If you wanted to do something more than that you could use multitexturing to bind the levels of the pyramid you need to quads of the right size to force the LoD to be the desired levels and then use a fragment shader to pull out the desired image points and do whatever interpolation you want to them. Something along these ideas at least.

I just did something like that and it seems to be working alright, though I need to do more testing to make sure that everything is numerically correct but visually the data seems alright.

Don_t_Disturb · December 4, 2007, 4:03am

I’m experimenting with custom mipmap generation myself right now - I’ve found that compared to reading and rendering from the same texture, it’s about twice as fast to render into a separate renderbuffer then use glCopyTexSubImage2D to copy that render into the texture.
That’s on a GeForce 8800 GTS with driver version 158.19.

bobdobbs · December 4, 2007, 7:28am

Really? I was under the impression the glTexCopySubImage command would be slower since you have to do all the same set up as the FBO and then a data copy… is the bind to the FBO for mipmap sublevels really that bad? Er… need coffee… let me ask that better…

What is the bottle neck in rendering to the same textures mipmap levels(ie bind the level to the fbo and then bind the texture to read from ) directly that makes doing the data copy faster?

Cheers.

Don_t_Disturb · December 5, 2007, 3:01am

Yeah, it seems to be the texture binding that slows things down. I did get a tiny improvement (i.e. 102fps vs 100fps) in my test app by rendering mipmap level 2 (which was 512 * 256) directly into the texture, and using CopyTexSubImage2D for subsequent levels, so I expect the ideal solution will be a combination of both.

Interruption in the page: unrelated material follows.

PR #1454, opened 2024-05-14
feat: mutations relative to arbitrary node

ivan-aksamentov:
This extends concept of private mutations (relative to the parent node on the ref tree) to mutations relative to an arbitrary node of interest.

Timothy_Farrar · December 6, 2007, 7:37am

Thanks for sharing that info!

Interesting, are you rendering to just one “flat” renderbuffer in different areas for each of the mipmaps, then for each mipmap, using glCopyTexSubImage2D() to copy from the same single renderbuffer? (situation being that you don’t have to read each layer to generate the next layer)

Or are you writing to the same renderbuffer each time you build a mipmap layer and doing a glCopyTexSubImage2D() to the texture before processing the next layer? (situation being that you need to read from each layer to do the next layer)

One thing I tried before is to ping pong between 2 textures on the up pass. Meaning,

draw to Tex A layer N
draw to Tex B layer N-1, read from Tex A layer N
draw to Tex A layer N-2, read from Tex B layer N-1
…

Interesting workaround which easily causes a reproducible hard lockup in Linux using the NVidia drivers. Probably a race condition in the driver. Which hints to why the renderbuffer method could be faster, either the texture binding, change of texture min/max levels, or FBO attaching is causing the driver to have to wait on something.

Also given that custom mipmap generation has a bunch of logical join points (ie all parallel processing on the GPU must finish prior to starting the next mipmap layer which depends on the results of a previous layer), I wonder if you would get a good speed up sending some other work to the pipeline between generation of mipmap layers?

Don_t_Disturb · December 6, 2007, 8:32am

That one.

Good point about parallelising, I might give that a try (don’t hold your breath though!)